Tuesday, January 31, 2012

Remembering the Roma of Europe

I was in Macedonia a few years ago and I had come from Gostivar to Skopje to catch the plane back to London the next day, via Vienna.  It had been 35 years or so since I was in Macedonia.  Last time I was there it was a province of Yugoslavia and you couldn't get in to Albania.  I loved Yugoslavia and my stay in Macedonia then and did this time although I was followed one time, I figured by some CIA flunkies.  They had already kidnapped one guy in Macedonia and sent him to one of their torture centers.  They figured I was not al Qaeda I guess and out to destroy the freedoms that we have back home and let me be.

As you cross in to the square in Skopje from the old city to the new you leave the world of the poor and in to this patch of the modern world. I crossed the bridge over the Vadar river and looked down in to it. There were floating cans and plastic bottles. I felt sad thinking all this stuff flows in to the Aegean Sea.  It was so much dirtier it seemed to me than before but I'm not sure.  I stayed the night in a modern hotel and went for a beer in a trendy bar populated by all the foreigners who flooded in to Macedonia after the fall of Tito and the break up of the country.  As I came out there were a bunch of Roma children sitting there and they approached me for money; approached is putting it mildly.  I wrote about my experience back then:
"As I left there was a small Roma child begging outside the door.  I don't normally give money to people in this way but decided I would as I had to get rid of some Dinars.  I gave the kid 10 dinars (about $2).  Before I knew it I was surrounded by children, grabbing at my shirt, pleading with me, grabbing the bag I had in my hand.  I had to get aggressive with them,  "I gave to him already I shouted, leave me now.", but they persisted, literally blocking my path, not threatening but pointing to their mouths or putting their hands to the side of their head like a pillow, like they wanted money to stay somewhere.  It was like a scene from a Dickens novel."

Two dead Roma children as folks get their tan
I saw lots of these children in that part of the world last time I drove down the Adriatic coast to Macedonia 30 or more years before.  The situation though seemed much better back then although, like in all of Europe, the Roma have been discriminated and brutalized for centuries. 

I am reminded of the poverty and discrimination of the Roma reading about the two young Roma who drowned on a beach in Italy and their dead bodies laid there on the beech covered by blankets for hours as bathers sunned themselves.(left)  You can read more about this here.
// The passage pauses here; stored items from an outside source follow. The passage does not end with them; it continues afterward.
PR #4181, opened 2021-06-04
drop black and flake8 dependencies

bjlittle:
### Description
Akin to PR #4174 and `isort`, this PR drops the `black` and `flake` package dependencies from both our `conda` YAML and PyPI `setup.cfg` requirements.

We're now advocating the use of `pre-commit` for developers, which will take care of your linting needs. Additionally, developers (and users alike) can easily install these packages explicitly, if they wish.

The reason for dropping these packages is to reduce the `iris` dependency bloat, but also due to the regular cadence in version bumping that is required - hardly a major maintenance overhead, but this has cause recent difficulties, particularly with `black`.

---

### DIFF
--- a/.pre-commit-config.yaml
+++ b/.pre-commit-config.yaml
@@ -2,7 +2,7 @@
 # See https://pre-commit.com/hooks.html for more hooks
 repos:
 -   repo: https://github.com/pre-commit/pre-commit-hooks
-    rev: 'v4.0.1'
+    rev: "v4.0.1"
     hooks:
         # Prevent giant files from being committed.
     -   id: check-added-large-files
@@ -17,24 +17,23 @@ repos:
         # Don't commit to main branch.
     -   id: no-commit-to-branch
 -   repo: https://github.com/psf/black
-    rev: '21.6b0'
+    rev: "21.6b0"
     hooks:
     -   id: black
         # Force black to run on whole repo, using settings from pyproject.toml
         pass_filenames: false
-        args: [--config=./pyproject.toml, .]
+        args: ["--config=./pyproject.toml", "--check", "docs", "lib", "noxfile.py", "setup.py"]
 -   repo: https://github.com/PyCQA/flake8
-    rev: '3.9.2'
+    rev: "3.9.2"
     hooks:
-        # Run flake8.
     -   id: flake8
-        args: [--config=./setup.cfg]
+        args: ["--config=./setup.cfg"]
 -   repo: https://github.com/pycqa/isort
-    rev: 5.9.1
+    rev: "5.9.1"
     hooks:
     -   id: isort
         name: isort
-        args: ["--filter-files"]
+        args: ["--filter-files", "--check"]
 -   repo: https://github.com/asottile/blacken-docs
     rev: v1.8.0
     hooks:
--- a/.pre-commit-config.yaml
+++ b/.pre-commit-config.yaml
@@ -20,18 +20,18 @@ repos:
     rev: "21.6b0"
     hooks:
     -   id: black
-        # Force black to run on whole repo, using settings from pyproject.toml
         pass_filenames: false
         args: ["--config=./pyproject.toml", "--check", "docs", "lib", "noxfile.py", "setup.py"]
 -   repo: https://github.com/PyCQA/flake8
     rev: "3.9.2"
     hooks:
     -   id: flake8
-        args: ["--config=./setup.cfg"]
+        args: ["--config=./setup.cfg", "docs", "lib", "noxfile.py", "setup.py"]
 -   repo: https://github.com/pycqa/isort
     rev: "5.9.1"
     hooks:
     -   id: isort
+        # Use settings from pyproject.toml
         name: isort
         args: ["--filter-files", "--check"]
 -   repo: https://github.com/asottile/blacken-docs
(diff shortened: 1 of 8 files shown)


bjlittle:
@trexfeathers Cool. I get `nox` to scrape and align with the `pre-commit` versions of `black` and `flake8` (I guess this should also apply to `isort` too)

And I'll add something to the docs :+1:

.pre-commit-config.yaml
```diff
@@ -17,21 +17,20 @@ repos:
...
     -   id: no-commit-to-branch
 -   repo: https://github.com/psf/black
-    rev: '21.6b0'
+    rev: "21.6b0"
     hooks:
     -   id: black
         # Force black to run on whole repo, using settings from pyproject.toml
         pass_filenames: false
-        args: [--config=./pyproject.toml, .]
+        args: ["--config=./pyproject.toml", "--check", "docs", "lib", "noxfile.py", "setup.py"]
```
trexfeathers, line 25: `tools` dir as well?

pyproject.toml
```diff
@@ -53,4 +55,10 @@ extend_skip = [
   "tools",
 ]
 skip_gitignore = "True"
+src_paths = [
+  "docs",
+  "lib",
+  "noxfile.py",
+  "setup.py",
+]
```
trexfeathers, line 63: `tools` dir as well?

.pre-commit-config.yaml
trexfeathers: For consistency this should be transferred to `pyproject.toml`, [I believe using using the `include` key](https://black.readthedocs.io/en/stable/usage_and_configuration/the_basics.html?highlight=include#configuration-via-a-file)?

.pre-commit-config.yaml
```diff
@@ -17,21 +17,20 @@ repos:
...
 -   repo: https://github.com/PyCQA/flake8
-    rev: '3.9.2'
+    rev: "3.9.2"
     hooks:
-        # Run flake8.
     -   id: flake8
-        args: [--config=./setup.cfg]
+        args: ["--config=./setup.cfg"]
```
trexfeathers, line 30: For consistency with `black` and `isort`: we should include a [`filename`](https://flake8.pycqa.org/en/latest/user/options.html#cmdoption-flake8-filename) key in `setup.cfg` to limit what is being tested, as we were doing previously using commands in `noxfile.py`.

trexfeathers (changes requested):
Thanks @bjlittle, I'm glad you think pre-commit is a good pattern. I have some config suggestions.

pyproject.toml
bjlittle: Some of the tools are auto generated code, so we shouldn't be touching those.

.pre-commit-config.yaml
bjlittle: Cool, I'll take a peek

.pre-commit-config.yaml
bjlittle: I'll check that, thanks

noxfile.py
```diff
@@ -213,14 +167,9 @@ def isort(session: nox.sessions.Session):
...
-    # Execute the isort import checker on the package.
-    session.run("isort", "--check", str(PACKAGE))
-    # Execute the isort import checker on the documentation.
-    session.run("isort", "--check", str(ROOT_DIR / "docs"))
-    # Execute the isort import checker on the root Python files.
-    for fname in ROOT_DIR.glob("*.py"):
-        session.run("isort", "--check", str(fname))
+    session.install("pre-commit")
+    # Execute the pre-commit linting tasks.
+    session.run("pre-commit", "run", "--all-files")
```
trexfeathers, line 172:
```suggestion
    args = ["pre-commit", "run", "--all-files"]
    hooks = ["black", "flake8", "isort"]
    for hook in hooks:
        session.run(*args, hook)
    
```

I've just discovered with cf-units that this doesn't work well since it's also running the various non-linting hooks, which leads to a failure post-merge ("don't commit to main branch").

bjlittle: Nice. It's a shame you can't do something like `pre-commit list`... I'll dig :+1:

.pre-commit-config.yaml
bjlittle: hmmm this is slightly frustrating, in that `include` doesn't quite behave the same as `src_paths` from `isort`... so we need to be explicit. `include` is like a filter of files to include from what's found to the call to `black`, rather than specifically only include these files and directories.

.pre-commit-config.yaml
bjlittle: same again, this is as frustrating as `black`, in that `filename` doesn't quite behave the same as `src_paths` from `isort`... so again we need to be explicit.

noxfile.py
bjlittle: Shame. There isn't anything obvious... which I'm surprised by.

.pre-commit-config.yaml
trexfeathers: That is frustrating, yeah.

Given we are forced to use CLI for `black` and `flake8`, I'd prefer that we use the CLI for `isort` too. Makes for less confusion for the user.

noxfile.py
bjlittle: Happy to go with this... and I've updated it to include the `blacken-docs` hook

trexfeathers (approved):

bjlittle:
@trexfeathers Great, thanks! :beers:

It's sickening when you think of it and the worst part is that it is the norm in so many places. Capitalism is a brutal system.  You call this civilization.  Children are among the most abused and exploited as no one speaks for them really, adults have power over them. Most sexual abuse takes place withing the family from people of authroty that we know This sort of stuff is what gives me the strength to keep fighting.